EDIT: I just figured it out, but if anyone can think of a more efficient way (other formats of data are welcome too) I'd prefer that.
def fullfind(complete_handle, hit_handle):
from Bio import SeqIO
completes = list(SeqIO.parse(complete_handle, "fasta"))
hits = list(SeqIO.parse(hit_handle, "fasta"))
flanks = open("flanks.fasta", "w")
for hit_record1 in hits:
for hit_record2 in hits:
for complete_record in completes:
if hit_record1.id == complete_record.id and hit_record2.id == complete_record.id):
start1 = complete_record.seq.find(hit_record1.seq)
start2 = complete_record.seq.find(hit_record2.seq)
if (8000 < start1-start2 and start1-start2 < 9000):
#Don't need absolute values because every possible pair is considered and there is always one pair of hits where the difference is positive
print complete_record.id
fullfind("complete.fasta", "hit.fasta")
Personally, I think you're actually over-complicating things using BioPython. Use a tab-delimited blast output, which would be easier to parse. The first column is your query id, and the 7-8 cols are your start and end position of the blast result.
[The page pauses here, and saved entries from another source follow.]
PR #1212, opened 2026-09-05
fix(aw-readiness): arch findings M1/M2/M3/M5/O5

randlee:
Phase-aw production-readiness fix round (arch lane): AW-READY-M1, M2, M3, M5, O5.

Branch: fix/aw-readiness-arch -> integrate/phase-aw. Triage records under .triage/phase-aw/findings/.
Dev: arch-ctm. QA: quality-mgr (qa-pr<this>-r1).

🤖 Generated with [Claude Code](https://claude.com/claude-code)

https://claude.ai/code/session_012sVcDUfetCpfiYeQLxYPQK

PR #1211, opened 2026-09-05
fix(phase-aw): diagnostics pagination cap-alignment, admission routing, typed client

randlee:
## Summary

Fixes three phase-aw readiness findings, all scoped to `atm-http-runtime` /
`atm-core` / `atm-storage` (Tokio+Axum stack) — no legacy synchronous daemon
code touched.

### Finding 5 (arch-ctm) / AW-READY-M6 — `/v1/diagnostics` cap drift, no pagination, no deadline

Isn't tab-delimited blast output a format you get by converting it from XML format using Biopython? It's not a default format that NCBI BLAST lets you download. And it doesn't give you the actual sequences, so I'd still need a second file containing the complete sequences to eventually retrieve flanks. In the end I need to access two files.
If you're running BLAST on the command-line you can use -outfmt 6 to give you a tab-delimited output. You are correct you will need both files. Your script would need to read the blast output, I would use a dictionary with the query id as the key, and a tuple value containing the start/end positions. Then, read in your fasta, and process the sequences by sequence header (query id) and blast results.
Thanks, I'll consider rewriting the script to automatically carry out a blast search, then convert the xml output into a tab-delimited and FASTA formats so I don't need to access two files.